The present invention relates to the seismic prospecting of the sub-surface.
With this technique, a number of seismic sensors as well as one or more sources of artificial seismic shocks are arranged on the soil. In simple versions, the sensors and sources are situated in the same vertical plane. They can be considered as approximately aligned if the unevenness of the terrain is disregarded as the effects thereof can be corrected later on. The seismic sensors and sources are usually also distributed regularly, often at the same intervals.
The various seismic sources are excited successively on the terrain. Each time a source is excited, the various seismic signals or "traces" received by each of the sensors owing to the acoustic waves produced by the shock are recorded selectively.

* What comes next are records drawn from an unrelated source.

PR #3974, opened 2024-08-20
x86_cpu_models: update cpu models category

nanliu-r:
ID: 3974

Need to add versioned CPU models into category

### DIFF
--- a/virttest/cpu.py
+++ b/virttest/cpu.py
@@ -45,9 +45,20 @@ ARCH = platform.machine()
 
 CPU_TYPES = {
     "AuthenticAMD": [
+        "EPYC-Genoa-v1",
         "EPYC-Genoa",
+        "EPYC-Milan-v2",
+        "EPYC-Milan-v1",
         "EPYC-Milan",
+        "EPYC-Rome-v4",
+        "EPYC-Rome-v3",
+        "EPYC-Rome-v2",
+        "EPYC-Rome-v1",
         "EPYC-Rome",
+        "EPYC-v4",
+        "EPYC-v3",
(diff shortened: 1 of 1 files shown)


nanliu-r:
For AMD, will add the versioned CPU models for EPYC and newer.

For Intel, will add the versioned CPU models for Icelake and newer, except CPU model "Snowridge" which has been deprecated since rhel10.

-     Based on fix: https://bugzilla.redhat.com/show_bug.cgi?id=1942914#c20


Will consider add more versioned CPU models gradually in future instead of adding them all once in case there is any bad regression issue.

 
FEEDBACK from Developer

And normally CPU features cannot change because if they do, things are going to break upon migration, e.g. a feature may suddenly appear or disappear. When we need to change features, we introduce a new version of a CPU model, see e.g Skylake-Server-noTSX-IBRS, Skylake-Server-v5 and so on. We need to guarantee the guest ABI compatibility.

- https://qemu-project.gitlab.io/qemu/system/qemu-cpu-models.html

nanliu-r:
Test PASS on following hardware products.
AMD:

1. EPYC
2. EPYC-Rome
3. EPYC-Milan
4. EPYC-Genoa

Intel:

1. Icelaker Server
2. Cooperlake
3. Sapphire Rapids

Test scenarios: x86_cpu_model,x86_cpu_flags,cpu_device_hotpluggable

@PaulYuuu @luckyh @yanan-fu Please help review this patch, thanks!

PaulYuuu (approved):

yanan-fu (approved):

PR #3975, opened 2024-08-20
libvirt_xml/devices/address: add optional zpci subelement

smitterl:
On s390x, there can be a zpci subelement which is used to determine properties inside the guest: uid corresponds to the domain and fid corresponds to the slot number.

### DIFF
--- a/virttest/libvirt_xml/devices/address.py
+++ b/virttest/libvirt_xml/devices/address.py
@@ -15,6 +15,14 @@ class Address(base.TypedDeviceBase):
     def __init__(self, type_name, virsh_instance=base.base.virsh):
         # Blindly accept any/all attributes as simple dictionary
         accessors.XMLElementDict("attrs", self, parent_xpath="/", tag_name="address")
+        accessors.XMLElementNest(
+            "zpci_attrs",
+            self,
+            parent_xpath="/",
+            tag_name="zpci",
+            subclass=self.Zpci,
+            subclass_dargs={"virsh_instance": virsh_instance},
+        )
         super(self.__class__, self).__init__(
             device_tag="address", type_name=type_name, virsh_instance=virsh_instance
         )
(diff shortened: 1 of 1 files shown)


smitterl:
Tested manually:

```
>>> from virttest.libvirt_xml.devices import address as a
>>> addr = a.Address.new_from_dict({"type_name": "pci", "domain": "0x0000", "bus":"0x00", "slot":"0x00", "function":"0x0"})
>>> str(addr)
'<address type="pci" domain="0x0000" bus="0x00" slot="0x00" function="0x0" />'
>>> zpci = addr.Zpci.new_from_dict({"uid":"0x01", "fid":"0x0"})
>>> addr.set_zpci_attrs(zpci)
>>> str(addr)
'<address type="pci" domain="0x0000" bus="0x00" slot="0x00" function="0x0"><zpci uid="0x01" fid="0x0" /></address>'
```

smitterl:
Used in https://github.com/autotest/tp-libvirt/pull/5853

chunfuwen (approved):
lgtm

virttest/libvirt_xml/devices/address.py
```diff
@@ -46,3 +54,33 @@ def new_from_element(cls, element, virsh_instance=base.base.virsh):
...
+                self,
+                parent_xpath="/",
+                tag_name="zpci",
+                attribute="fid",
+            )
+            super(self.__class__, self).__init__(virsh_instance=virsh_instance)
+            self.xml = "<zpci/>"
+
+        @classmethod
+        def new_from_dict(cls, attributes, virsh_instance=base.base.virsh):
```
chloerh, line 82: I'm thinking we could have a base function of this kind : new_from_dict() for all xml classes, which could be implemented really simple by:
```
inst = class()
inst.setup_attrs(**attrs)
return inst
```
This way, we could use this one-line function to create xml instance without having to create a new new_from_dict function for each class

chloerh: maybe new_from_attrs() to avoid conflict

smitterl: @chloerh That base class, shouldn't that be dealt with in another PR? IIUC, it will require other classes to be modified, too. Do I understand this correctly?

chloerh: Yes. I forgot to update my comment. Actually I found that there is a function new_from_dict for all device classes. Anyway, this pr is ok for me.

chloerh (approved):

PR #4039, opened 2024-12-10
env_process: Tested package version check refactoring

bgartzi:
Another bunch of patches regarding the `env_process` `preprocess` and `postprocess` functionr refactoring patch series. In this one, those steps related to extracting, logging and checking required package versions are refactored.

I usually send 1 patch per PR. However, I'm sending a bunch of them together this time. This is due to the `version_info`, a variable that lived inside the `preprocess` function and that most of the version-check related steps used. I'm doing so not to modify the public API of the `env_process` submodule.

First `version_info` is made a global variable of the submodule, so both steps inside the `preprocess` and those being refactored can access it. Once all have been written into `Setuper`s, then the `version_info` variable is also migrated to the `virttest.test_setup.requirement_checks` submodule.

### DIFF
--- a/virttest/env_process.py
+++ b/virttest/env_process.py
@@ -55,7 +55,6 @@ from virttest.test_setup.networking import (
 )
 from virttest.test_setup.os_posix import UlimitConfig
 from virttest.test_setup.ppc import SwitchSMTOff
-from virttest.test_setup import requirement_checks
 from virttest.test_setup.requirement_checks import (
     CheckInstalledCMDs,
     CheckKernelVersion,
@@ -64,6 +63,7 @@ from virttest.test_setup.requirement_checks import (
     CheckRunningAsRoot,
     CheckVirtioWinVersion,
     LogBootloaderVersion,
+    LogVersionInfo,
 )
 from virttest.test_setup.storage import StorageConfig
 from virttest.test_setup.verify import VerifyHostDMesg
@@ -1022,14 +1022,12 @@ def preprocess(test, params, env):
     _setup_manager.register(LogBootloaderVersion)
     _setup_manager.register(CheckVirtioWinVersion)
     _setup_manager.register(CheckLibvirtVersion)
+    _setup_manager.register(LogVersionInfo)
     _setup_manager.do_setup()
 
     vm_type = params.get("vm_type")
 
     base_dir = data_dir.get_data_dir()
-
-    # Write it as a keyval
-    test.write_test_keyval(requirement_checks.version_info)
 
     libvirtd_inst = None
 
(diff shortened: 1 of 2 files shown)


bgartzi:
Hey @YongxueHong, this one is larger than usual. As mentioned, it was so as not to change  the public `env_process` API between different MRs.

However, I pushed a new version (which results in the same code) that doesn't really change the API of `env_process`. Now, the main reason to push all of these together is just that all of them look into different package versions and make sure they meet the test demands.

If you'd prefer, I could split the PR into a bunch of them instead as usual. Just let me know.

YongxueHong:
> Hey @YongxueHong, this one is larger than usual. As mentioned, it was so as not to change the public `env_process` API between different MRs.
> 
> However, I pushed a new version (which results in the same code) that doesn't really change the API of `env_process`. Now, the main reason to push all of these together is just that all of them look into different package versions and make sure they meet the test demands.
> 
> If you'd prefer, I could split the PR into a bunch of them instead as usual. Just let me know.

Hi @bgartzi 
It's clear enough for me, let's keep them. Thanks.

virttest/env_process.py
```diff
@@ -1033,7 +1034,6 @@ def preprocess(test, params, env):
 
     base_dir = data_dir.get_data_dir()
 
-    version_info = {}
```
YongxueHong, line 1036: Hi @bgartzi 
In my opinion, we might introduce a new interface for user, in this case, we can get the `version_info` everywhere as we make it as an attribute of the module `requirement_checks`. Therefore, the user could get the info  by calling `requirement_checks.version_info`. 
Once we decide to do that, we need to update the related cases, there are some cases that also store the version by test.write_test_keyval, for example:
https://github.com/autotest/tp-qemu/blob/fc98779efd3988ad9622f802cd4fd5dea93676b3/qemu/tests/performance.py#L297-L299
```
    test.write_test_keyval({"kvm-userspace-ver": kvm_ver})
    test.write_test_keyval({"host-kernel-ver": host_ver})
    test.write_test_keyval({"guest-kernel-ver": guest_ver})
```
Base on the current solution, we should store the above info to `requirement_checks.version_info`, please correct me if I misunderstood.

If you just aim to refactor the setuper and have to move the `version_info` into a global variable, I think we can let the each setuper write the version info by calling `self.test.write_test_keyval`, since we get the test object inside the setuper class.
For example:
class CheckKernelVersion(Setuper):
    def setup(self):
        # Get the KVM kernel module version
        ...
        LOG.debug("KVM version: %s" % kvm_version)
        version_info["kvm_version"] = str(kvm_version)
        test.write_test_keyval(version_info)
        ...

YongxueHong (approved):
LGTM.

Each trace therefore corresponds to a source-sensor pair.
In so-called "reflection" seismics, one is interested in the reflections of acoustic waves from "reflection points" in the sub-surface. For this purpose, it is known to combine all the traces for which the source and the sensor are symmetrical about a given vertical, for example by adding all these traces. The reflections appearing in the resultant trace indicate the reflection points. Suitable graphic representation of the resultant traces associated with the various verticals permits geophysicists to understand better the structure of the sub-surface. This process of so-called "multiple coverage" reflection seismics therefore seeks reflection points corresponding to the same depth in the various traces received.
Reflection seismics with multiple coverage will give valuable information about the sub-surface. However, "deaf zones" sometimes appear and result in uncertainties about the interpretation of the profile of certain strata. More generally, although reflection seismics defines the strongly reflecting interfaces fairly well, it does not permit the features in the intervals between interfaces of the sub-surface (velocity and absorbtion in particular) to be analysed in detail.